What to work on — Up to and including the line with "This is mostly", copy the records below exactly from their first line.

Information provided —
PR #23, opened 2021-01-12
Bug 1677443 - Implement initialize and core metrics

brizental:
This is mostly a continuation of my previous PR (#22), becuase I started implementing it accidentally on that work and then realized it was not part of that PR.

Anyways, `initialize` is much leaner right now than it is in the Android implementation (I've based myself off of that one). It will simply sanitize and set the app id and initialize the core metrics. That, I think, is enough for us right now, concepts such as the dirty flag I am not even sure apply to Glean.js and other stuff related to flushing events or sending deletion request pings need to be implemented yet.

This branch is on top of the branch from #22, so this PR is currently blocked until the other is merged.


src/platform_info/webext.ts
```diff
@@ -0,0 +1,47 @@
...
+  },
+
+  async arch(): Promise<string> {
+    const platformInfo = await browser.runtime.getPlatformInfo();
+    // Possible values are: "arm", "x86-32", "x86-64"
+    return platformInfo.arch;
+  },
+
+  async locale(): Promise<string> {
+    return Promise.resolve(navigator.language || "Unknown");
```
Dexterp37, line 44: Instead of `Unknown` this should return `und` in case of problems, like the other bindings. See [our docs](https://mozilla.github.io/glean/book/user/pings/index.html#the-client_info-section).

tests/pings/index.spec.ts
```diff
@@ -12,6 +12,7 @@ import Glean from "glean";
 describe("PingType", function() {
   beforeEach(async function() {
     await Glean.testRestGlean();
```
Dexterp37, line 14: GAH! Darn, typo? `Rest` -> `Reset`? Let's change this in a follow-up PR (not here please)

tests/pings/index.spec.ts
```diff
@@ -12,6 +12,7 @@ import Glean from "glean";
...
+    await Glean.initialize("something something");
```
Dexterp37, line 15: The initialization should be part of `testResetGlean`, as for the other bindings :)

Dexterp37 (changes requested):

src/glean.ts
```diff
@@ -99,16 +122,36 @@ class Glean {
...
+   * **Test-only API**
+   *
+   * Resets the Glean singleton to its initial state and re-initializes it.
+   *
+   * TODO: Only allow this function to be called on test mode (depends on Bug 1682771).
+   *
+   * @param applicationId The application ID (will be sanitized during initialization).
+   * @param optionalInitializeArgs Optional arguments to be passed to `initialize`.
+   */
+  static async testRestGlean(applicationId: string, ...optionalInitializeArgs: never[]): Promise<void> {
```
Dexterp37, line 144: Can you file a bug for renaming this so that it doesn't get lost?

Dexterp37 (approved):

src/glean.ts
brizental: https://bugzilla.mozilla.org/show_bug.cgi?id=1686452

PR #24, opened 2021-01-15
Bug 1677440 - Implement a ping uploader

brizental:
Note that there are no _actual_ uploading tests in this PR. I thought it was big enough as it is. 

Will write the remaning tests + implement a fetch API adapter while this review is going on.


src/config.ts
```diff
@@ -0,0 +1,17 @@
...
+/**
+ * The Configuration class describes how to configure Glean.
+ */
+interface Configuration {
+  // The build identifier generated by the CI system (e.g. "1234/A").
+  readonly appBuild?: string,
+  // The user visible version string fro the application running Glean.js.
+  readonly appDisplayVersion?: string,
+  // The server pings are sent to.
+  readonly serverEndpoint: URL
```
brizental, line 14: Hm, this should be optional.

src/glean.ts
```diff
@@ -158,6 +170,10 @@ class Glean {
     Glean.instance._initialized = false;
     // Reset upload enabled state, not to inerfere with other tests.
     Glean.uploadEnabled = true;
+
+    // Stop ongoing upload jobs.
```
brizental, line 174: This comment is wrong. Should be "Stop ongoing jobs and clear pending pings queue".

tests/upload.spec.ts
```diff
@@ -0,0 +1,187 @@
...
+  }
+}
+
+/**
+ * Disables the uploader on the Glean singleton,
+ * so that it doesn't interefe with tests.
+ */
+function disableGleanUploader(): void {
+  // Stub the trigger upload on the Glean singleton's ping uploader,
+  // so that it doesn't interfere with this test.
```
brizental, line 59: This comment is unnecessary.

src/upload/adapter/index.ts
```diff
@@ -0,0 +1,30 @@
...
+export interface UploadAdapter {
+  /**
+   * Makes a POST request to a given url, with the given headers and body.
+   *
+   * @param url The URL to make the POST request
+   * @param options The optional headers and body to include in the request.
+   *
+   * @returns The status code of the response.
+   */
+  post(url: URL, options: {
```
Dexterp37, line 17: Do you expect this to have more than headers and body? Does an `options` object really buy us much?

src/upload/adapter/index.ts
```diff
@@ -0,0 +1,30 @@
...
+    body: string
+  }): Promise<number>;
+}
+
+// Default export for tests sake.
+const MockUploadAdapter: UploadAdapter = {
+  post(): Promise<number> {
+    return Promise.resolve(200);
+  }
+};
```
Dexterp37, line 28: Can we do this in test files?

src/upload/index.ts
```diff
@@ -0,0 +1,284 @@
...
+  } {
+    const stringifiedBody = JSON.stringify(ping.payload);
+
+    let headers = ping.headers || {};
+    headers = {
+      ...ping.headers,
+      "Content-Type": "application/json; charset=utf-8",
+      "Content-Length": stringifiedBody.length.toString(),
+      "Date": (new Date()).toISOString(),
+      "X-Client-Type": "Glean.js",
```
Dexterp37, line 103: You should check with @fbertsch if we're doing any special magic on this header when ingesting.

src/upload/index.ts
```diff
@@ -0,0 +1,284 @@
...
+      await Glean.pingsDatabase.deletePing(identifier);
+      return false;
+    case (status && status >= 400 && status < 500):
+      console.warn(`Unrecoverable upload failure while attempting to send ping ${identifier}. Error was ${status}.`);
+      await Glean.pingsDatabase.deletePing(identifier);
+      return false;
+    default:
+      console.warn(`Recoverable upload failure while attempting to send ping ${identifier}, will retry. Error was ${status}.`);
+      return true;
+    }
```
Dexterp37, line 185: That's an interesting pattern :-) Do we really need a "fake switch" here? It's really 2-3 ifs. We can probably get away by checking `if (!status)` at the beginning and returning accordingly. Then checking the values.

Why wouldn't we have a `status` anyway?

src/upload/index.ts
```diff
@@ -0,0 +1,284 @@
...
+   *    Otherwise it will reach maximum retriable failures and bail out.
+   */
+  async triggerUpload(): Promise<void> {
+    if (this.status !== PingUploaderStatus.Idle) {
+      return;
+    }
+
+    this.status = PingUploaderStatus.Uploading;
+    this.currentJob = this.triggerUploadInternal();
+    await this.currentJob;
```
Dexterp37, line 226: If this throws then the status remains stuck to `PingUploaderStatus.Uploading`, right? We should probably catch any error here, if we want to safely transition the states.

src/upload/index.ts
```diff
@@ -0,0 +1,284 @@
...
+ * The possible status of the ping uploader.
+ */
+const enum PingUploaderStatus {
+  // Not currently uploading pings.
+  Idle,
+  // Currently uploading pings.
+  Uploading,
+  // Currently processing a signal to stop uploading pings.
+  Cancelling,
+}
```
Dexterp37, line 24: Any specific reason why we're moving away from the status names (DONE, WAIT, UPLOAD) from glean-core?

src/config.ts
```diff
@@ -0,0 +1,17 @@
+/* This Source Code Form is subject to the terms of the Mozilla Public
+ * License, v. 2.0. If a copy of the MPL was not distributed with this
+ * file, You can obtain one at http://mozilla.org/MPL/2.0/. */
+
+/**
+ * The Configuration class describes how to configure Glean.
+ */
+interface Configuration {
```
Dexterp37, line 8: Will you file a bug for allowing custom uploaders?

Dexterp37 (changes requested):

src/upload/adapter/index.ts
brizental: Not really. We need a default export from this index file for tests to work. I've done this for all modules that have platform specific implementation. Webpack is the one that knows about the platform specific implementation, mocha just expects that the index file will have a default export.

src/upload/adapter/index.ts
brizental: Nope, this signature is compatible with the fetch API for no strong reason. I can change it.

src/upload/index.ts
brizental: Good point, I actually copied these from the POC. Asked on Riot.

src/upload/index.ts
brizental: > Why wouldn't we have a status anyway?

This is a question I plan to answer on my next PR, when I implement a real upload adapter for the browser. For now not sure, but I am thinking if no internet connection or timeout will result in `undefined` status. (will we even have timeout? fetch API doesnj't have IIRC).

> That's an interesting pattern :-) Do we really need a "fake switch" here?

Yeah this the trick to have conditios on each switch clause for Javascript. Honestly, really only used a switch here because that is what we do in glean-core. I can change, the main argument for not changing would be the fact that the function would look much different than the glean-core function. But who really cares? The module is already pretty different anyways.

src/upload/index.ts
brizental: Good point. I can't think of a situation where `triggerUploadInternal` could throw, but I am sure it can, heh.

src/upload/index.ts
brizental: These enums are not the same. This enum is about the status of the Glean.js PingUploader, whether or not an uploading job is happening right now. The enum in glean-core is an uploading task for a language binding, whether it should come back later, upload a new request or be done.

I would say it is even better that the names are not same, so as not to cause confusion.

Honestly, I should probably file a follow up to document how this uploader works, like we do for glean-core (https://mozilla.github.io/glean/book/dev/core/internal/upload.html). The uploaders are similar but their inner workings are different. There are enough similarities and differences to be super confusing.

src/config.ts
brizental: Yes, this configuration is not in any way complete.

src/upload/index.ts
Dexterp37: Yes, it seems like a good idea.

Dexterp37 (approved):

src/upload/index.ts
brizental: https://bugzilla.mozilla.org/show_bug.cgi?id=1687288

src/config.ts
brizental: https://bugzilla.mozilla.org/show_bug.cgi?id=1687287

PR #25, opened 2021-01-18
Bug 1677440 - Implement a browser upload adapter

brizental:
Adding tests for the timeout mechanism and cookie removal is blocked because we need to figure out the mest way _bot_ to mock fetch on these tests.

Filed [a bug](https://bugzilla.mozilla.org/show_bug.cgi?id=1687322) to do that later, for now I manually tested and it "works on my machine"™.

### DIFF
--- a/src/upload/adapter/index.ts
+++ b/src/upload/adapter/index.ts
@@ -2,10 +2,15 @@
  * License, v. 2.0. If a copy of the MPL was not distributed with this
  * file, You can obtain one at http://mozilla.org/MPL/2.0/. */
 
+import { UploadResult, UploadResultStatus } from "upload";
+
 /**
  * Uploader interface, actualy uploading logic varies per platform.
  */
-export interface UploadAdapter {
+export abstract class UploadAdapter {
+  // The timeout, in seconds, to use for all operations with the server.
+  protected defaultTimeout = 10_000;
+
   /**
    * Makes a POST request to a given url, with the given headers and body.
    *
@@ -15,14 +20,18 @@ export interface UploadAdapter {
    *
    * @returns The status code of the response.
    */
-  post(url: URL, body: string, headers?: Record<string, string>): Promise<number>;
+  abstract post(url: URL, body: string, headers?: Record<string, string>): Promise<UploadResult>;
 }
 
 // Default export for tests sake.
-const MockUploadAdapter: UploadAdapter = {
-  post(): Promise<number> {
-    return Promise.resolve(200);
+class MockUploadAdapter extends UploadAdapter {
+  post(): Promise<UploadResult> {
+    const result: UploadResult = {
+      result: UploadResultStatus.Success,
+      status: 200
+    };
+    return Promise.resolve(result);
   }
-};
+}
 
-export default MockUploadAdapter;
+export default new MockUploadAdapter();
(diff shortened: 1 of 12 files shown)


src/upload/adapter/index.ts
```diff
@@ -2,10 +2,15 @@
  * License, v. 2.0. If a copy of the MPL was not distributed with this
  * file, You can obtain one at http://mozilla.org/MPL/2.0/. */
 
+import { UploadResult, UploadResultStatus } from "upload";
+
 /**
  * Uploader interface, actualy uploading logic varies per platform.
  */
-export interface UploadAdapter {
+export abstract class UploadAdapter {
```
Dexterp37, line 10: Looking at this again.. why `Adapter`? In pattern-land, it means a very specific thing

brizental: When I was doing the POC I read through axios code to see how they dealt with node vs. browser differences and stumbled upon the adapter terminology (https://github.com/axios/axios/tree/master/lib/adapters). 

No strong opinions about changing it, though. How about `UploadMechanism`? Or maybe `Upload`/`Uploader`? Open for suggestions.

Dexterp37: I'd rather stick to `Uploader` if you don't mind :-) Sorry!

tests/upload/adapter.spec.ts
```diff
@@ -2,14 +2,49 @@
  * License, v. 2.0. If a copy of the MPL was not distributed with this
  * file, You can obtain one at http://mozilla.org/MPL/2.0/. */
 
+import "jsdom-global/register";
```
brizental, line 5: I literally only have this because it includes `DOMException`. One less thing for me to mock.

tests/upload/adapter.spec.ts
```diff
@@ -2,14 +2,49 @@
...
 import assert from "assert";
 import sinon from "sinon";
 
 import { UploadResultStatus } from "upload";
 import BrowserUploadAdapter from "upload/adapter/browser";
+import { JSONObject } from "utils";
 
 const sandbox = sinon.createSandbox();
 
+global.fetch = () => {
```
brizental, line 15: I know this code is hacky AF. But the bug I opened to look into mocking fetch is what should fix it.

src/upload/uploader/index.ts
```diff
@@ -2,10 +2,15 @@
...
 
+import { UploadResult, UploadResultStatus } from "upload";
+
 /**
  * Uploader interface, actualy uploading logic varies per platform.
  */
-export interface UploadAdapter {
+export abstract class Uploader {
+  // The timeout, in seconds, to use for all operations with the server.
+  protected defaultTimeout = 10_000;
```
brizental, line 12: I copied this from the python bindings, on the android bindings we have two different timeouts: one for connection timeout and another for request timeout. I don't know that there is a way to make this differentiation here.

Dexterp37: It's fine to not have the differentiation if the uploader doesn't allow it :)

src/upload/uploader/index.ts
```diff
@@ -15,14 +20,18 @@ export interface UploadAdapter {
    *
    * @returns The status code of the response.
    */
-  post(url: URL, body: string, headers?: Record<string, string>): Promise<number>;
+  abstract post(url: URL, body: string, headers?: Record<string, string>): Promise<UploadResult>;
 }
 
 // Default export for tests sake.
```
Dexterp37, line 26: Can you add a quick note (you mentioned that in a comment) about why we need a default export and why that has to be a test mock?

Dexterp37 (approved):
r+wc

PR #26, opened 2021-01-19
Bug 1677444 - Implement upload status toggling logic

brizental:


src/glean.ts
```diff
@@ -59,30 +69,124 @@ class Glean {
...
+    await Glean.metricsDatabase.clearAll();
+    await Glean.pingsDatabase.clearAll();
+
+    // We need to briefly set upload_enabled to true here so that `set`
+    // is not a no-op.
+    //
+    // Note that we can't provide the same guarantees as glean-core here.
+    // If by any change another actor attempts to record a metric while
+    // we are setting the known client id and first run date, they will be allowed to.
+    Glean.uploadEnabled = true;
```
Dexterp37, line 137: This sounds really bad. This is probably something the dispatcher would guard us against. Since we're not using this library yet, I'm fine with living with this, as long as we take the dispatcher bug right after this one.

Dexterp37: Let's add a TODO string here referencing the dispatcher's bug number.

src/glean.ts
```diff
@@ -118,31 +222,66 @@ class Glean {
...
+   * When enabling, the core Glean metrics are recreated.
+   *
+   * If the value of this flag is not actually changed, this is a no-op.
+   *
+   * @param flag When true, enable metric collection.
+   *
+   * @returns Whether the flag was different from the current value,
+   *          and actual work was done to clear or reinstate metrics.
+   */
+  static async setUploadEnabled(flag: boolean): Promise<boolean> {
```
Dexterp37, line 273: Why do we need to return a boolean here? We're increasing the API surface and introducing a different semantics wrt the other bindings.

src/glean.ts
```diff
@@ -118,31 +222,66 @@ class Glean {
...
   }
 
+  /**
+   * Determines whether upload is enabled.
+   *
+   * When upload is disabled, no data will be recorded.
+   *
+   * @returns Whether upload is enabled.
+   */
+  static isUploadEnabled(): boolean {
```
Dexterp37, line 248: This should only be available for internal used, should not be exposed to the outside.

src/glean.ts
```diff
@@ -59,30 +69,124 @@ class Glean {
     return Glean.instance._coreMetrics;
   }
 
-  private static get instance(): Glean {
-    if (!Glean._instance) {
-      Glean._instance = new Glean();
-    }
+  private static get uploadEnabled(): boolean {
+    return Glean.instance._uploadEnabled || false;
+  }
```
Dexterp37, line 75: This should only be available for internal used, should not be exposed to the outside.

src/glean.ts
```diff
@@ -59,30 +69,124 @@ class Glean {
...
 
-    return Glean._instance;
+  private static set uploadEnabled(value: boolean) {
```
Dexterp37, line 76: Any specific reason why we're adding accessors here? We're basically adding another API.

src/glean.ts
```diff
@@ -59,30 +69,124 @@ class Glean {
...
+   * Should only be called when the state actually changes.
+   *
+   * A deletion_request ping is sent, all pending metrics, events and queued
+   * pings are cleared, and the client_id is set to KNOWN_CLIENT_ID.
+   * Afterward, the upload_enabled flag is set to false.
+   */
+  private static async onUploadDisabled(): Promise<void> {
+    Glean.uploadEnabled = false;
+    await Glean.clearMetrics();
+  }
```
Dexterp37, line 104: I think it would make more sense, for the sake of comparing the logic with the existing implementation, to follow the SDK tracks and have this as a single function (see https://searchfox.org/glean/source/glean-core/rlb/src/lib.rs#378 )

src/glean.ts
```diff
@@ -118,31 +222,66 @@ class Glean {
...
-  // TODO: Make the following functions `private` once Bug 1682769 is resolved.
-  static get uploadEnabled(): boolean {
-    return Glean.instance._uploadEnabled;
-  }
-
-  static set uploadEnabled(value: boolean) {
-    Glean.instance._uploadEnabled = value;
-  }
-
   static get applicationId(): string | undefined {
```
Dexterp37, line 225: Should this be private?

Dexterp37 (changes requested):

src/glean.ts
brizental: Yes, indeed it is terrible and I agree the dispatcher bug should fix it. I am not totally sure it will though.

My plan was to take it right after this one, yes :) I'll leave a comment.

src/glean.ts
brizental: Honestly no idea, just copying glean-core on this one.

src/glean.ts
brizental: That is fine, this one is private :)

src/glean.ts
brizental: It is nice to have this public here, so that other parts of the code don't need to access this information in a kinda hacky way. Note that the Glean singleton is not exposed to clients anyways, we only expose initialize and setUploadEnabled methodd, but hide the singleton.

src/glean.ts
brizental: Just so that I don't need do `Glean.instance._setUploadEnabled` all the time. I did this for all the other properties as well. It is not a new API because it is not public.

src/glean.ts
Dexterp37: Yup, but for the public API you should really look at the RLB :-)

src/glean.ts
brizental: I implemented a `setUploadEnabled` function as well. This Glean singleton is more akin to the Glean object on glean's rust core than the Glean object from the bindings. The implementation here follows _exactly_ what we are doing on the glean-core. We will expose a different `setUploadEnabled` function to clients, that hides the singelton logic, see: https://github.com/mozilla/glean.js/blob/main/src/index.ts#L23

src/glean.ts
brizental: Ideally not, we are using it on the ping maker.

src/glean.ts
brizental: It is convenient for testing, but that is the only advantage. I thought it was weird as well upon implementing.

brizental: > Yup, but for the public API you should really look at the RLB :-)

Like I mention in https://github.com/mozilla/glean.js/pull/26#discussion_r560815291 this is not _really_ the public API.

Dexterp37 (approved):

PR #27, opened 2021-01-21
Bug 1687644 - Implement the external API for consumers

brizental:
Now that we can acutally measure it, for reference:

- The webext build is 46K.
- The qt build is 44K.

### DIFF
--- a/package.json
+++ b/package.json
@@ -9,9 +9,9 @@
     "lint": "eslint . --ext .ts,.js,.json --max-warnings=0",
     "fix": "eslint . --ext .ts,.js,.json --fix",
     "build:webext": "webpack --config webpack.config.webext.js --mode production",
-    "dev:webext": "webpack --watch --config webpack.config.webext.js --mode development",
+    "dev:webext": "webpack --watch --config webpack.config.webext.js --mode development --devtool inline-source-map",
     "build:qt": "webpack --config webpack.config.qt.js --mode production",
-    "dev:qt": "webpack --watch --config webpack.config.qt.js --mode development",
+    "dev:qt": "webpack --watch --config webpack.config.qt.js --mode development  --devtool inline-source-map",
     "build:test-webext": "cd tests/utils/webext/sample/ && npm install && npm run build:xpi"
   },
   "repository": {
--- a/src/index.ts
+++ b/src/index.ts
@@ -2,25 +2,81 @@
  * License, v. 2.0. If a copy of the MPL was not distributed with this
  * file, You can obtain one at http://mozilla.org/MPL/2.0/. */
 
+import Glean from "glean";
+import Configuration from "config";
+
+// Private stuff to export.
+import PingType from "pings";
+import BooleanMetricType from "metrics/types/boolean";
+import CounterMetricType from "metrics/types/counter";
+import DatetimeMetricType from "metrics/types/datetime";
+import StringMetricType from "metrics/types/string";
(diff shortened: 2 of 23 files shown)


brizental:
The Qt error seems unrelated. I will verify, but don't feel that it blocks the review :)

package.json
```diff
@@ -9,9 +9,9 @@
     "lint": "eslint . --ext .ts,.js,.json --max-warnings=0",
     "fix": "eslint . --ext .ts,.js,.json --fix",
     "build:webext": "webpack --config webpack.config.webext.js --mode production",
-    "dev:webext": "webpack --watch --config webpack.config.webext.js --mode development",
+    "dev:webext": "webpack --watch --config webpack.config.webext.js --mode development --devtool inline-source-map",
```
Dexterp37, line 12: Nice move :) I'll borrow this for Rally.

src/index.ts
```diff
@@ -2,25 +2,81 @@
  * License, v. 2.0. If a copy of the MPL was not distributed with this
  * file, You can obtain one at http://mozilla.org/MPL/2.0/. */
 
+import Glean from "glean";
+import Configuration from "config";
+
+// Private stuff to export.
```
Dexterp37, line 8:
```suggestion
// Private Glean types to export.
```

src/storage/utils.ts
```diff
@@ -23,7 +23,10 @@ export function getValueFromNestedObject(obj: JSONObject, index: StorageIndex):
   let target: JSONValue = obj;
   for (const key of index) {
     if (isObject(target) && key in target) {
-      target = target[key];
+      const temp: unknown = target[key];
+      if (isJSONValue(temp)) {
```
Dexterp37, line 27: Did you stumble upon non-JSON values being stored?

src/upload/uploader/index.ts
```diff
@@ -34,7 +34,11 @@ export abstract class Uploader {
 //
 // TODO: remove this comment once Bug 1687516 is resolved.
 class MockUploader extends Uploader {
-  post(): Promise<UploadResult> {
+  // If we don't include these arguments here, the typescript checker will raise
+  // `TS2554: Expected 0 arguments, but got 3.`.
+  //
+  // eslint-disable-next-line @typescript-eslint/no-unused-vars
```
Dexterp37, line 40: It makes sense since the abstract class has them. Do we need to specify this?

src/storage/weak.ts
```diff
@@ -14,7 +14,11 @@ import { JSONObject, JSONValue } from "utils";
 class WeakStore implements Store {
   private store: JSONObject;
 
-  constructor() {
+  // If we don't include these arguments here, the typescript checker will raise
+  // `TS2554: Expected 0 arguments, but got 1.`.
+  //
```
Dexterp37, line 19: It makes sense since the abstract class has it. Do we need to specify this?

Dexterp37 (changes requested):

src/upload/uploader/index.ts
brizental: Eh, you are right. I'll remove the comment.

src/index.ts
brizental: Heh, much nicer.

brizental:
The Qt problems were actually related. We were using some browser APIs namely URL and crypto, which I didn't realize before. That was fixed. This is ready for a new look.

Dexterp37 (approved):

Written solution —
PR #23, opened 2021-01-12
Bug 1677443 - Implement initialize and core metrics

brizental:
This is mostly a continuation of my previous PR (#22), becuase I started implementing it accidentally on that work and then realized it was not part of that PR.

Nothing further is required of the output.